GREEN BAY – It is indeed time to run it back.
On Friday, Aaron Jones put pen to paper on a new deal with the Packers that'll keep the Pro Bowl running back in Green Bay for the foreseeable future.
Coming off back-to-back 1,000-yard seasons, Jones has a chance to put a dent in the Packers' record books in the coming years. He needs just 115 rushing yards to surpass Eddie Lacy for 10th in all-time rushing, while another 1,000-yard campaign would catapult Jones all the way into fourth.
What's more, the 26-year-old running back has established himself as one of the league's most preeminent scorers since entering the NFL as a fifth-round pick out of the University of Texas-El Paso.

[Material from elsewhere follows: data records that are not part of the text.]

PR #357, opened 2025-08-26
ci: provide a remote unit when departing

tonyandrewmeyer:
## Issue

When Juju emits a relation-departed event, there is always a `REMOTE_UNIT` set. However, this is not currently the case for one of the tests.

## Solution

Set the remote unit to an arbitrary unit ID (2) in the test.

## Context

In a future version of ops[testing], there will be a new consistency check for this case, to ensure that the event context is closer to the real context that Juju would provide. The test currently passes because ops[testing] (Scenario) lets it slide that one isn't there, but won't in that future version.

## Testing Instructions

Run the tests (or even just the specific test that's changing).

## Upgrade Notes

N/A

### DIFF
--- a/tests/unit/test_brute_isolated.py
+++ b/tests/unit/test_brute_isolated.py
@@ -15,7 +15,7 @@ def test_startup_shutdown_sequence(context: Context):
     state = context.run(context.on.update_status(), state)
 
     for peer_rel in state.get_relations("replicas"):
-        state = context.run(context.on.relation_departed(peer_rel), state)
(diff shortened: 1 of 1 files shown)


tonyandrewmeyer:
Hi @canonical/observability ! Is there something further I can do here? We'd like to get this fixed so that we can merge the change in Ops without any downstream failures.

Abuelodelanada (approved):
Looks reasonable. Thanks @tonyandrewmeyer !

Issue #316, opened 2025-02-07
Update datasource url on ingress changed/removed


michaeldmitry:
### Enhancement Proposal

Currently, in an event that the ingress url has changed (i.e Becomes a TLS endpoint), alertmanager doesn't listen to that event and update its grafana source provider URL.

Ref: https://github.com/canonical/prometheus-k8s-operator/blob/main/src/charm.py#L594

lucabello:
We should add the ingress events in the `refresh_events` of the instantiation of the `GrafanaSourceProvider`. Make sure that the `.ready` and `.revoked` custom events are also used.

lucabello:
Absolutely @Soundarya03 :) Feel free to submit a PR and ping me when you have something up, I'll jump on the review!

PR #365, opened 2025-09-17
fix: update grafana source url

Soundarya03:
fixes issue 316 (Update datasource url on ingress changed/removed)

## Issue
This is a fix for #316 

## Solution
The `update_source` method is invoked with the external url on the common exit hook, which is triggered on ingress ready and revoked events, besides others. The [prometheus-k8s charm's](https://github.com/canonical/prometheus-k8s-operator/blob/main/src/charm.py) implementation of the same has been taken as a reference.

## Testing Instructions

These were the steps taken to test the change: 

1. Pack the charm: `charmcraft pack`

2. Deploy it: `juju deploy ./alertmanager-k8s.charm --resource alertmanager-image=ubuntu/alertmanager:0-22.04`

3. Deploy traefik: `juju deploy traefik-k8s`

4. Integrate over ingress: `juju relate alertmanager-k8s:ingress traefik-k8s:ingress`

5. Verify external url provisioned: `juju show-unit alertmanager-k8s/0'

6. Modify this url: `juju config traefik-k8s external_hostname=alertmanager.local`

7. Verify url once more as in step 5

8. Deploy grafana: `juju deploy grafana-k8s --channel 1/stable --trust`

9. Integrate grafana with alertmanager: `juju relate alertmanager-k8s:grafana-source grafana-k8s:grafana-source`

10. Verify grafana source url: `juju show-unit grafana-k8s/0`

11. Modify url as in step 6.

12. Verify grafana source url once more as in step 9. Without this fix, it should still be holding the old url. With the fix, we should see that it is updated as expected.


lucabello:
Hey @Soundarya03, that does look like something we missed, so I opened https://github.com/canonical/prometheus-k8s-operator/issues/728 for us to investigate further :) Nice job spotting that!

PR #392, opened 2026-02-11
chore: Bumps Alertmanager to 0.31

Gmerold:
Bumps Alertmanager to `0.31`


lucabello (approved):
This PR is simply speeding up the Renovate pr (which would run weekly) to pull the new version of Alertmanager into the charm, which we need for our PS7 deployment.

PR #403, opened 2026-04-21
feat(terraform): add channel validation

lucabello:


MichaelThamm:
See this PR which removed validation in the products:
- https://github.com/canonical/observability-stack/pull/274/changes

You can copy out whatever you think makes sense there e.g., the unit tests to assert that the correct track is being supported. However, this seems to provide little value. The margin for error will be highest when we cut new tracks end of cycle and update this field from `dev` to `x.y`, maybe just hardcoding without utest is fine.

MichaelThamm (approved):

PR #408, opened 2026-04-29
feat: migrate charm-tracing to ops[tracing]

lucabello:
## Summary

Migrate charm tracing from the old `charm_tracing` charm library (`@trace_charm` decorator) to the new `ops[tracing]` approach using `ops_tracing.Tracing`.

### Changes
- Replaced `@trace_charm` decorator with `ops_tracing.Tracing` instantiation
- Updated dependencies to use `ops[tracing]`
- Added `cargo` to build-packages (pydantic-core dependency)
- Removed old `charm_tracing.py` library (kept `tracing.py` for workload-tracing)
- Updated test fixtures for new tracing approach

### Motivation
The `ops[tracing]` approach is the recommended way to add charm tracing as of ops 2.20.0.


src/charm.py
```diff
@@ -184,8 +173,10 @@ def __init__(self, *args):
             ],
         )
         self._tracing = TracingEndpointRequirer(self, protocols=["otlp_http"])
-        self._charm_tracing_endpoint, self._charm_tracing_ca_cert = charm_tracing_config(
-            self._tracing, self._ca_cert_path
+        self.tracing = ops_tracing.Tracing(
```
mmkay: Code readability thing: now we have `self._tracing` and `self.tracing`. One is also private, the other isn't. Would it make sense to call them `workload_tracing` and `charm_tracing` and choose one convention for all?

mmkay (approved):
One important note, but other than that we're fine :)

src/charm.py
lucabello: Good point!

charmcraft.yaml
```diff
@@ -135,6 +135,18 @@ requires:
     limit: 1
     description: |
       Enables sending workload traces to a distributed tracing backend such as Tempo.
+  charm-tracing:
+    interface: tracing
+    optional: true
+    limit: 1
+    description: |
+      Enables sending charm traces to a distributed tracing backend such as Tempo.
+  receive-ca-cert:
```
sed-i, line 144: Fetch-lib, etc. for recv-ca-cert?

Abuelodelanada (approved):
LGTM

charmcraft.yaml
lucabello: Done!

PR #434, opened 2026-06-19
feat: non-root user compliance

deusebio:
## Assessment
| Component | Status | Details |
|-----------|--------|---------|
| **Charm container** | ❌ Non-compliant | `charm-user: non-root` was not set in `charmcraft.yaml` |
| **Workload container (alertmanager)** | ❌ Non-compliant | `uid` and `gid` were not set to `584792` |
| **Upstream image permissions** | ❌ Non-compliant | Upstream image (`ubuntu/alertmanager`) runs as `root` (uid=0); all config paths owned by root |
| **Pebble operations** | ✅ Paths accessible | Charm writes to `/etc/alertmanager/`, `/etc/amtool/`, `/usr/local/share/ca-certificates/`, `/etc/ssl/certs/` |

## Mitigation
- Added `charm-user: non-root` to `charmcraft.yaml`
- Set `uid: 584792` and `gid: 584792` for the `alertmanager` container in `charmcraft.yaml`
- Rebuilt the alertmanager image (`0.31.1`) from source using `rockcraft` with:
  - `run_user: _daemon_` to set the runtime user to `_daemon_` (uid=584792, gid=584792)
  - A `user-setup` part to set correct ownership and permissions on `/etc/alertmanager/`, `/etc/amtool/`, `/usr/local/share/ca-certificates/`, `/etc/ssl/certs/`
- Published new image to `edeusebio85/alertmanager:0.31.1-non-root`
- All 6 non-root image tests pass locally

## Verification
- Added `test_container_security_context` parametrized integration test in `tests/integration/test_kubectl_delete.py`
- Added helper functions (`generate_container_securitycontext_map`, `get_pod_names`, `assert_security_context`) to `tests/integration/helpers.py`

## Related

- Rock image PR (rockcraft changes): canonical/alertmanager-rock#64


charmcraft.yaml
```diff
@@ -180,7 +184,7 @@ resources:
       OCI image for alertmanager. This charms makes the following assumptions about the image:
       - location of executable "alertmanager" is in the path
       - has `update-ca-certificates`
-    upstream-source: ubuntu/alertmanager@sha256:6d137784294d137394683ec56519eafce6d0bd91c4c62439197bb1c898d1a76e  # renovate: oci-image tag: 0.31-26.04
+    upstream-source: edeusebio85/alertmanager:0.31.1-non-root
```
lucabello, line 187: Reminder to revert this after we merge the rock

charmcraft.yaml
```diff
@@ -33,7 +33,7 @@ assumes:
   - juju >= 3.6
 
 platforms:
-  ubuntu@26.04:amd64:
+  ubuntu@24.04:amd64:
```
lucabello, line 36: Why was this reverted to 24.04? We should turn it back to 26.04

pyproject.toml
```diff
@@ -3,7 +3,7 @@
 [project]
 name = "alertmanager-k8s"
 version = "0.0"
-requires-python = "~=3.14.0"
+requires-python = "~=3.12.0"
```
lucabello, line 6: Reverting the base to 26.04 will mean reverting the Python version to 3.14 instead of 3.12 as well

charmcraft.yaml
deusebio: Yes, good point. There is an issue with pebble and juju in 26.04. I have flagged this by Juju team and ops, see [here](https://matrix.to/#/!EfnrLPl1aPaEUQlLDDgKHtOfvsx6xGDUkel5gim8l0U/$GMYLmkWNKdLjRmYCxqwWogXEhyJytRmQzHWrr4jj1y0?via=ubuntu.com&via=matrix.org&via=laquadrature.net). 

I can also revert it back, but I would *personally* do this once Charm Tech team releases the fix

charmcraft.yaml
deusebio: Yes, this depends on merging https://github.com/canonical/alertmanager-rock/pull/64. Let's leave this comment open until the other PR is merged and this can be upgraded to the correct reference.

pyproject.toml
deusebio: Yes, indeed! I'll resolve this, as it is already included as part of [this](https://github.com/canonical/alertmanager-k8s-operator/pull/434#discussion_r3490075184)

src/charm.py
```diff
@@ -223,6 +225,8 @@ def __init__(self, *args):
             for hostname in self._get_peer_hostnames(include_this_unit=False)
         ]
 
+        ca_cert_path = Path(self._local_cert_path) / Path(self._ca_cert_path).name
```
sed-i, line 228: This confused me a bit, should we name it differently?

```suggestion
        local_ca_cert_path = Path(self._local_cert_path) / Path(self._ca_cert_path).name
```

src/charm.py
```diff
@@ -648,7 +652,7 @@ def _update_ca_certs(self):
         # Workload container
         self.container.exec(["update-ca-certificates", "--fresh"], timeout=30).wait()
         # Charm container
-        subprocess.run(["update-ca-certificates", "--fresh"], check=True)
+        subprocess.run(["sudo","update-ca-certificates", "--fresh"], check=True)
```
sed-i, line 655: Iiuc, this `update-ca-cetificates` will not pick up the certs we are now placing in `_local_cert_path = "./certs"`.
We want those certs (or at least our own cert) in the cert store because the charm makes client calls to the workload, that could be behind TLS.
Not sure if this is still the case.

@sinapah I see you've been contributing here recently, perhaps you have better context?

tests/integration/test_kubectl_delete.py
```diff
@@ -33,6 +44,20 @@ def test_deploy(juju, charm_path: Path):
     )
 
 
+@pytest.mark.parametrize("container_name", list(CONTAINERS_SECURITY_CONTEXT_MAP.keys()))
+def test_container_security_context(juju, container_name: str):
```
sed-i, line 48: Can we simplify this a bit? We don't need to test that charmcraft is doing what it's supposed to do.
I think this can be reduced to a one-liner yq assertion such as

```bash
yq -e ".containers | map(.uid == 584792 and .gid == 584792) | all" charmcraft.yaml
```

charmcraft.yaml
sed-i: Let's wait for the fix, we can't flip this back to 24.04 all of a sudden.

sed-i (commented):
Thanks @deusebio !
Some comments below.

src/charm.py
sinapah: We do indeed make client calls from the charm to the workload. For example,
https://github.com/canonical/alertmanager-k8s-operator/blob/e572d44cd36fb431b11a37238932254b35fb6634/src/alertmanager_client.py#L86-L114
and 
https://github.com/canonical/alertmanager-k8s-operator/blob/e572d44cd36fb431b11a37238932254b35fb6634/src/alertmanager_client.py#L42-L55

sinapah: This is potentially a no-op, but the client calls from the charm to the workload should still be safe?
The PR does correctly do
```py
cafile=str(ca_cert_path) if ca_cert_path.exists() else None,
```
so I believe the reload and status calls should still succeed. I think the fact that the `test_tls_web` itest is succeeding is a positive sign about this.

deusebio: Yes, the charm is writing the CA certs (to be used in HTTPS calls against the workload) in the `./certs` folder that is accessible by the charm, and those certs are then passed to the "WorkloadManager" class that is making the calls from the charm.

So the current implementation seems sensible and sane, but if the `"update-ca-certificates", "--fresh"` is not needed, we can probably remove this line and also allow the charm to run as `non-root`. The reason why we set `charm-user: sudoer` was exactly because of this line

deusebio: I have raised a PR to give this a go https://github.com/canonical/alertmanager-k8s-operator/pull/451 

~~https://github.com/deusebio/alertmanager-k8s-operator/pull/1/changes~~

*edit: the ci was not clean on the fork*

charmcraft.yaml
deusebio: This is fixed in ops 3.8.0, see [here](https://github.com/canonical/operator/releases/tag/3.8.0) (that includes https://github.com/canonical/operator/issues/2547)

Should we bump ops from 2.x to 3.x in the context of this PR?

PR #437, opened 2026-06-26
feat: loosely AlertmanagerPagerdutyNotificationsFailing 

gabrielcocenza:
The current alert expression:

```promql
rate(alertmanager_notifications_failed_total{integration=".*"}[5m]) > 0
```

Is the noisiest alert in the stack. Any single failed notification attempt — including transient TCP connection rejections — triggers it. This causes near-constant firing that desensitizes on-call engineers and reduces trust in the alert.

The proposed change is:
```promql
expr: increase(alertmanager_notifications_failed_total[5m]) > 5
```

Meaning: If more than 5 Alertmanager notification delivery failures (across any integration) occur within a trailing 5-minute window, and that condition holds continuously for 10 minutes, fire a warning alert.

### DIFF
--- a/src/prometheus_alert_rules/alertmanager_notifications_failed.rule
+++ b/src/prometheus_alert_rules/alertmanager_notifications_failed.rule
@@ -2,7 +2,7 @@ groups:
 - name: AlertmanagerNotificationsFailed
   rules:
   - alert: AlertmanagerNotificationsFailed
-    expr: rate(alertmanager_notifications_failed_total{integration=~".*"}[5m]) > 0
+    expr: rate(alertmanager_notifications_failed_total{integration=~".*"}[5m]) > 0.02
     for: 0m
     labels:
       severity: warning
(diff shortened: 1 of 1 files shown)


src/prometheus_alert_rules/alertmanager_notifications_failed.rule
```diff
@@ -2,7 +2,7 @@ groups:
 - name: AlertmanagerNotificationsFailed
   rules:
   - alert: AlertmanagerNotificationsFailed
-    expr: rate(alertmanager_notifications_failed_total{integration=~".*"}[5m]) > 0
+    expr: rate(alertmanager_notifications_failed_total{integration=~".*"}[5m]) > 0.02
```
sed-i: For future reference, could you please add as a comment here what 0.02 stands for?
I imagine:

$$
\left.\frac{\Delta N_f}{\Delta t}\right|_{5\mathrm{min}} = \frac{6}{5\cdot 60} = 0.02 \cdot \mathrm{s}^{-1}
$$

I.e. 6 failures in 5 minutes on average.

Note that it could be easier to using `increment` in this case instead of `rate`.

gabrielcocenza: Agree that increment is more human palatable. Changed to:

```promql
expr: increase(alertmanager_notifications_failed_total[5m]) > 5
```

Also increased the for to 10m

sed-i (approved):
Thank you!

PR #2837, opened 2020-11-15
Fix for yarn warning messages wrongly treated as errors

### LINKED ISSUE #2836: Yarn fails plugin installation over a warning (e.g deprecated dependency)
**Describe the bug**
Hi, i have been developing a plugin on Insomnia Designer but i'm experiencing a bug while installing it from the npm registry after have published it. It stops when there is a warning for a deprecated dependency. The build pass on GitHub Action so i don't understand what i'm doing wrong and why it should throw an error over a warning message. I have seen that if i install with yarn directly inside the /plugin folder it works but if it has to install the dependency (node_modules) alone it goes in error.

NPM: https://www.npmjs.com/package/insomnia-plugin-pdf-report
Repository: https://github.com/MrSnix/insomnia-plugin-pdf-report

**To Reproduce**
1. Go to `Preferences -> Plugins`
2. Insert on the input field `insomnia-plugin-pdf-report`
3. Click on `Install Plugin`
4. Watch it fails and see error

**Expected behavior**
It probably shouldn't fail to install on a warning.

**Screenshots**
Error

**Desktop:**
Version: Insomnia Designer 2020.4.2
Release date: 21/10/2020
OS: Darwin x64 20.1.0
Electron: 9.1.1
Node: 12.14.1
V8: 8.3.110.13-electron.0
Architecture: x64

**Additional context**
None

MrSnix:
The only thing i added was a check on the stderr in order to prevent warning messages to be wrongly treated as errors by Insomnia.


packages/insomnia-app/app/plugins/install.js
```diff
@@ -159,7 +159,8 @@ async function _installPluginToTmpDir(lookupName: string): Promise<{ tmpDir: str
           return;
         }
 
-        if (stderr) {
+        // If we do not check on 'warning', the plugin setup may fail for any generic message
+        if (stderr && !stderr.toString().includes('warning')) {
```
develohpanda: Two things about this: 

1. I'd prefer this check to be much more explicit, something like what you suggested in Slack. Some regex to match a string that starts with "warning", contains some text in between, then continues with "no longer maintained".

2. This condition will ignore a valid error, if _any_ warnings exist in `stderr`, so it likely needs to be a little smarter to only catch exceptional cases. Potentially splitting on new lines, and ensuring all lines match the above check?

develohpanda (changes requested):
Couple of things to think about here 🙂 Thanks for the PR (and your awesome plugin!)

packages/insomnia-app/app/plugins/install.js
MrSnix: I'll work on it and i'll try to elaborate something better as you suggested. Thanks for feedback

PR #2840, opened 2020-11-16
Fix for random UI crash

### LINKED ISSUE #2805: UI crash
**Describe the bug**
Sometime I have crash in UI. See attachment screenshot.
**To Reproduce**
Sometime
**Expected behavior**
Release date: 10.09.2020
OS: Linux x64 5.8.0-9.3-liquorix-amd64
Electron: 9.1.1
Node: 12.14.1
V8: 8.3.110.13-electron.0
Architecture: x64
node-libcurl: libcurl/7.69.1 OpenSSL/1.1.1g zlib/1.2.11 brotli/1.0.7 libssh2/1.9.0 nghttp2/1.41.0
**Screenshots**
Снимок экрана от 2020-11-02 11-22-17

 - OS: ubuntu 18.04
 - Installation Method: snap
 - App Version 2020.4.0

MrSnix:
After some analysis i found out the main problem it's related to the `from.line` which has an `undefined` value in some situations (which i was not able to reproduce). `foldOptions.widget(from, to)` is called internally by CodeMirror when you want to fold code inside the editor itself. This makes React crash when the "Send" button is pressed because the CodeMirror state is not consistent due to invalid folding triggering an infinite setState.

I was thinking about simply return and do not execute any folding on the editor but it will create another inconsistency due to CodeMirror attaching an eventListener on an invalid point. So maybe throwing an error could be the best option.
At the least CodeMirror won't make the app crash when it's not able to retrieve from which line the folding happens and won't attach eventListener on invalid point.

This my proposal for a fix, it closes #2805

Any feedback?


develohpanda (changes requested):
Thanks for investigating a submitting a PR! 🎉 

I think that instead of throwing an error, we simply return `'\u2194'` (the current fallback, see line 330) if either `from` or `to` are falsey, and allow CodeMirror to handle it internally. The event listener would likely be created regardless, because this code doesn't actually do any folding, it only provides the text content. There will be an arrow in the gutter (see below) to fold/unfold regardless.

image

packages/insomnia-app/app/ui/components/codemirror/code-editor.js
```diff
@@ -312,7 +312,11 @@ class CodeEditor extends React.Component {
         let startToken = '{';
         let endToken = '}';
 
+        // Prevent retrieving an invalid content if undefined
+        if (!from.line || !to.line) return '\u2194';
```
develohpanda: Unfortunately, if `from` or `to` are undefined, this will throw an error. This will need to be changed to:

```suggestion
        // Prevent retrieving an invalid content if undefined
        if (!from?.line || !to?.line) return '\u2194';
```

packages/insomnia-app/app/ui/components/codemirror/code-editor.js
```diff
@@ -312,7 +312,11 @@ class CodeEditor extends React.Component {
...
+
         const prevLine = this.codeMirror.getLine(from.line);
+
         if (prevLine.lastIndexOf('[') > prevLine.lastIndexOf('{')) {
```
develohpanda: The initial reported error was that `lastIndexOf` could not be found on `prevLine`, so there needs to be another check here to make sure to exit if `prevLine` is undefined.

develohpanda (changes requested):
Nice 😄 a few more changes please!

develohpanda (approved):
🎉 LGTM, thanks for the PR

DMarby (approved):
Looks good, thanks for investigating and fixing this!

PR #2846, opened 2020-11-18
Add GrpcRequest and ProtoFile as accepted models for git sync

develohpanda:
image

### DIFF
--- a/packages/insomnia-app/app/sync/git/__tests__/ne-db-plugin.test.js
+++ b/packages/insomnia-app/app/sync/git/__tests__/ne-db-plugin.test.js
@@ -40,6 +40,8 @@ describe('NeDBPlugin', () => {
         models.unitTest.type,
         models.unitTestSuite.type,
         models.workspace.type,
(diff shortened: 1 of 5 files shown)


DMarby (approved):
Looks good overall, worked well when I tried it!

Jones' 37 rushing touchdowns are the fourth-most among NFL running backs since 2017, a mark also tied with Verne Lewellen for No. 4 in Packers history. Jones already owns one single-season franchise record, with 23 total TDs in 2019 (including playoffs).
So what does his return mean for the Packers? For starters, it allows Head Coach Matt LaFleur and offensive coordinator Nathaniel Hackett to develop a long-term plan for how Jones can be further utilized in Green Bay's offense.
There was optimism when LaFleur was hired in 2019 that his scheme would be a perfect fit for Jones and that quickly proved to be the case. Jones not only amassed 2,188 rushing yards over their two seasons together, but also became a bigger factor in the passing game, as well.
Take a look at photos of Green Bay Packers RB Aaron Jones through the years.
He's the Packers' second-leading pass-catcher since 2019, hauling in 96 receptions for 829 yards and five touchdowns in 30 regular-season games. Comparatively, Jones caught just 71 passes over four seasons at UTEP and 35 through his first two seasons in Green Bay.
One strength of Jones' game that LaFleur has tapped into has been motioning his 5-foot-9, 208-pound running back out of the backfield in two-back formations. The strategy creates a problem for defensive coordinators not wanting to tip their hand as far as coverage, while also freeing up Jones in space.
Over the past four years, Jones has taken it upon himself to develop into an every-down running back during his time with position coach Ben Sirmans. While always touted for his explosiveness, Jones has come a long way as both a receiver and pass-protector.
Yet, the Packers have made sure not to overdo it with Jones' workout load. To date, he's only touched the ball 846 times with four career games in which he carried the ball 20 or more times.
That's partly a product of LaFleur's preference for maintaining a deep reservoir of running backs, which was apparent last year when the Packers tabbed second-round pick AJ Dillon to serve as the understudy to Jones and Jamaal Williams.
At 6-foot, 247 pounds, Dillon's bullish running style was seen as a complementary changeup to Jones' slash-and-dash traits. After missing a month due to a bout with COVID-19, Dillon offered a preview of what a Jones and Dillon backfield could look like in the Packers' Week 16 win over Tennessee.
Green Bay's 234-yard day on the ground came courtesy of Jones busting a game-altering, 59-yard run after halftime and Dillon plowing through the Titans' front on his way to 124 yards and two TDs.
When the situation called for it, Jones still showed he can handle the lion's share of the carries, as well, in rushing for 168 yards and two TDs on 18 carries against Detroit in Week 2 and 145 yards on 20 attempts against Carolina in Week 15.
A direct correlation can be made between Jones' production and wins. Through four years, the Packers are 9-1 during games in which Jones has eclipsed 100 rushing yards and 8-2 when he's scored at least two TDs.
Although Williams is a free agent, Green Bay is in position to return a majority of the skill-position players who contributed 1,549 of its 2,118 rushing yards (73.1%) and 3,913 of its 4,299 passing yards (91.0%) from the league's highest-scoring offense in 2020.
And with his own new deal in place, Jones has all the time and opportunity required to leave a lasting imprint on Green Bay.